Tin selenide/N-doped carbon composite as a conversion and alloying type anode for sodium-ion batteries

Abstract Sodium-ion batteries (SIBs) have attracted remarkable attention since they are considered a low-cost alternative for lithium-ion batteries (LIBs) for large scale energy storage system applications. Tin selenides such as SnSe and SnSe2 are earth-abundant, environmentally friendly, chemically stable, and capable candidates as the negative electrode for SIBs, in which the capacity is provided by a conversion reaction together with the alloying mechanism.
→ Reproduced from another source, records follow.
PR #24833, opened 2024-09-25
Remove unused wxString variables

lanurmi:
A few unused were left under tests/, because they may exist for readability. The second commit (which could be squashed, or removed) removes them, too.

There were no cases where the unused variable obviously should have been used for something, though the lines in [tests/controls/propgridtest.cpp](https://github.com/wxWidgets/wxWidgets/compare/master...lanurmi:rm-unused-wxstring?expand=1#diff-ce81c0a061e3e7632d89dbac19ed3b0434eaf33743ac9355c34ddefe957ad29f) are suspicious.

The unused `wxString`s were found by adding the `[[gnu:warn_unused]]` attribute to the `wxString` class. The attribute is not a part of this PR, but something to consider for `wxString` and some other classes.

### DIFF
--- a/include/wx/defs.h
+++ b/include/wx/defs.h
@@ -282,13 +282,13 @@ typedef short int WXTYPE;
 /* wxWARN_UNUSED is used as an attribute to a class, stating that unused instances
    should be warned about (in case such warnings are enabled in the first place) */
 
-#ifdef __has_attribute
-#if __has_attribute(warn_unused)
-#define wxWARN_UNUSED __attribute__((warn_unused))
-#endif
+#ifdef __has_cpp_attribute
+    #if __has_cpp_attribute(warn_unused)
+        #define wxWARN_UNUSED __attribute__((warn_unused))
+    #endif
 #endif
 #ifndef wxWARN_UNUSED
-#define wxWARN_UNUSED
+    #define wxWARN_UNUSED
 #endif
 
 /* these macros are obsolete, use the standard C++ casts directly now */
--- a/include/wx/defs.h
+++ b/include/wx/defs.h
@@ -279,6 +279,17 @@ typedef short int WXTYPE;
     #define wxNODISCARD
 #endif
 
+/* wxWARN_UNUSED is used as an attribute to a class, stating that unused instances
+   should be warned about (in case such warnings are enabled in the first place) */
+
+#ifdef __has_attribute
+#if __has_attribute(warn_unused)
+#define wxWARN_UNUSED __attribute__((warn_unused))
+#endif
+#endif
+#ifndef wxWARN_UNUSED
+#define wxWARN_UNUSED
+#endif
 
 /* these macros are obsolete, use the standard C++ casts directly now */
 #define wx_static_cast(t, x) static_cast<t>(x)
--- a/include/wx/string.h
+++ b/include/wx/string.h
@@ -355,7 +355,7 @@ private:
 };
 #endif // wxUSE_UNICODE_UTF8
 
-class WXDLLIMPEXP_BASE wxString
+class WXDLLIMPEXP_BASE wxWARN_UNUSED wxString
 {
   // NB: special care was taken in arranging the member functions in such order
   //     that all inline functions can be effectively inlined, verify that all
--- a/interface/wx/defs.h
+++ b/interface/wx/defs.h
@@ -1860,6 +1860,16 @@ template <typename T> void wxDELETEA(T*& array);
 #define wxSUPPRESS_GCC_PRIVATE_DTOR_WARNING(name)
 
 /**
+    Expands to the "warn_unused" attribute (also known as [[gnu::warn_unused]])
+    on compilers supporting it (GCC and Clang), otherwise to nothing.
+
+    @header{wx/defs.h}
+
+    @since 3.3.0
+*/
+#define wxWARN_UNUSED [[gnu::warn_unused]]
+
+/**
     Swaps the contents of two variables.
 
     This is similar to std::swap() but can be used even on the platforms where
--- a/interface/wx/defs.h
+++ b/interface/wx/defs.h
@@ -1867,7 +1867,7 @@ template <typename T> void wxDELETEA(T*& array);
 
     @since 3.3.0
 */
-#define wxWARN_UNUSED [[gnu::warn_unused]]
+#define wxWARN_UNUSED __attribute__((warn_unused))
 
 /**
     Swaps the contents of two variables.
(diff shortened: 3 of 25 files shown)


vadz (approved):
Thanks!

I'll merge this soon, but I'd like to add the attribute to `wxString`, it looks useful. What are the drawbacks of doing it, if any?

lanurmi:
> Thanks!
> 
> I'll merge this soon, but I'd like to add the attribute to `wxString`, it looks useful. What are the drawbacks of doing it, if any?

I'm not an expert on attributes, but I'm not aware of drawbacks other than the fact that there isn't a similar attribute for MSVC (that I know of).

vadz:
Let's add this attribute then, after wrapping it in some suitable macro (`wxWARN_UNUSED` looks like an obvious choice).

Would you like to add it to this PR or should I merge it and let you create a new one later? TIA!

lanurmi:
I have now added it to the PR, enclosed in
```
#if defined(__clang__) || defined(__GNUC__)
```
If there is an older Clang or GCC version that supports attributes but not that particular attribute, I'm not sure whether it will issue a warning about it.

NB: The check is indeed for `__GNUC__`, not `__GNUCC__` like a few lines earlier for `wxDISCARD`. `__GNUCC__` does not appear to be defined in my GCC.

vadz:
Hmm, using the attribute in this position doesn't seem to work (see the CI failures).

`__GNUCC__` is a typo, thanks for noticing!

lanurmi:
> Hmm, using the attribute in this position doesn't seem to work (see the CI failures).

That seems to be a problem with Ubuntu, but many other builds (Mac, FreeBSD) failed because of having `-Werror,-Wunused-but-set-variable` enabled, and actually finding a few new unused variables thanks to the attribute. Msw-msys2 similary failed due to finding unused variables in MSW-specific code. I'll fix these.

lanurmi:
After embarassingly many iterations, the CI failures are finally gone, except for AppVeyor. Checking for compiler versions is not a 100% foolproof way to ensure the attribute is only used when supported, though.

paulcor:
What about using `__has_attribute`? This seems to work for GCC 14 and Clang 18:
```
#ifdef __has_attribute
#if __has_attribute(warn_unused)
    #define wxWARN_UNUSED __attribute__((warn_unused))
#endif
#endif
#ifndef wxWARN_UNUSED
    #define wxWARN_UNUSED
#endif
```

lanurmi:
> What about using `__has_attribute`? This seems to work for GCC 14 and Clang 18:

That's an excellent idea, thanks. Applied.

This PR is now probably completed, but I'll do some squashing and rewording later today.

include/wx/defs.h
```diff
@@ -279,6 +279,17 @@ typedef short int WXTYPE;
     #define wxNODISCARD
 #endif
 
+/* wxWARN_UNUSED is used as an attribute to a class, stating that unused instances
+   should be warned about (in case such warnings are enabled in the first place) */
+
+#ifdef __has_attribute
```
vadz, line 285: Why do we use `__has_attribute` here and not `__has_cpp_attribute` that we use everywhere else? Is there really some difference between them (in C++ code, that is)? If not, I'd prefer to use the latter for consistency.

include/wx/defs.h
```diff
@@ -279,6 +279,17 @@ typedef short int WXTYPE;
...
+#if __has_attribute(warn_unused)
+#define wxWARN_UNUSED __attribute__((warn_unused))
+#endif
+#endif
+#ifndef wxWARN_UNUSED
+#define wxWARN_UNUSED
```
vadz, line 291: Also, this is really nitpicky, but I'd indent this block as we do elsewhere, i.e.

```suggestion
    #if __has_attribute(warn_unused)
        #define wxWARN_UNUSED __attribute__((warn_unused))
     #endif
#endif
#ifndef wxWARN_UNUSED
    #define wxWARN_UNUSED

```

vadz (commented):
Thanks again, I'd like to merge this but I'd prefer to use `__has_cpp_attribute` unless there is some reason not to — please let me know if there is!

include/wx/defs.h
paulcor: I suggested `__has_attribute` because `include/wx/defs.h` is a C file, and `__has_cpp_attribute` is not available in C mode with Clang.

vadz: Understood, but I don't think we care about using this in C code (we are not going to do it ourselves and we won't be adding it to 3rd party C code we use), so using C++ check still seems better to me.

Thanks for updating this, Lauri, I'll merge it soon.

lanurmi:
Thinking of 3.2: this obviously cannot be backported as-is, but I wonder if it could and should be backported as an opt-in feature. I.e. defining something like `wxOPT_IN_USE_WARN_UNUSED` would be needed to actually enable it in 3.2.

vadz:
We could define `wxWARN_UNUSED` in 3.2 too, of course. As for optionally using it with `wxString`, I'm not really sure if it's worth it, I don't think many people would enable it.

We could take the risk of doing it by default as, after all, this results in just a warning and not an error, and providing `wxDISABLE_UNUSED` or something like this, but this might be too disruptive... As I'm not sure, I'm probably not going to do anything.

lanurmi:
> We could define `wxWARN_UNUSED` in 3.2 too, of course. As for optionally using it with `wxString`, I'm not really sure if it's worth it, I don't think many people would enable it.

(I would.)

> We could take the risk of doing it by default as, after all, this results in just a warning and not an error, and providing `wxDISABLE_UNUSED` or something like this, but this might be too disruptive...

The biggest issue with enabling it by default in 3.2 is that any project being built with `-Werror=unused-variable` or similar could potentially fail to build because of unused `wxString`s that weren't a problem before. With 3.3 I consider this acceptable and indeed *desirable*, but in 3.2.x it would break too many builds after a minor upgrade.

vadz:
I wouldn't mind merging a version of this PR adding `wxWARN_UNUSED` disabled by default for `wxString`, but I really think that except you there would be very few people who ever use it. But, again, if you make one, it doesn't cost much to apply it.

The only question is about the name of the symbol to use to activate it. For consistency with the existing ones, it should probably be `wxNO_Something`, e.g. `wxNO_UNUSED_VARIABLES`.

lanurmi:
> Thanks again, I'd like to merge this but I'd prefer to use `__has_cpp_attribute` unless there is some reason not to — please let me know if there is!

I didn't know it at the time, but apparently `__has_cpp_attribute(warn_unused)` evaluates to false with Clang, whereas `__has_attribute` does the right thing. See PR #24907.

oneeyeman1:
@lanurmi ,
Maybe its a problem with particular version of Clang?

Thank you.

However, these materials suffer from low conductivity, drastic volume changes, and aggregation of particles during the electrochemical reaction, which lead to poor cycling performance, hindering their practical application. The combination of tin selenide with conductive carbon is an effective strategy to overcome the issues mentioned above. Herein, we report tin selenide/N-doped carbon composite as an anode material for SIBs fabricated by solvothermal synthesis followed by a dry solid state method and calcination. The as-prepared tin selenide/N-doped carbon composite electrode delivers an initial discharge capacity of 460 mAh g−1 and maintained a discharge capacity of 348 mAh g−1 at the end of the 100th cycle at a current density of 200 mA g−1, which is almost 3.5 times higher in discharge capacity than the pristine electrodes. Moreover, the composite electrode exhibits outstanding rate capability compared to pristine tin selenide with a discharge capacity of 234 mAh g−1 even at a high current density of 1600 mA g−1. N-doped carbon provides improved conductivity as well as buffering the volume change during sodiation/desodiation, resulting in an overall enhancement of electrochemical performance.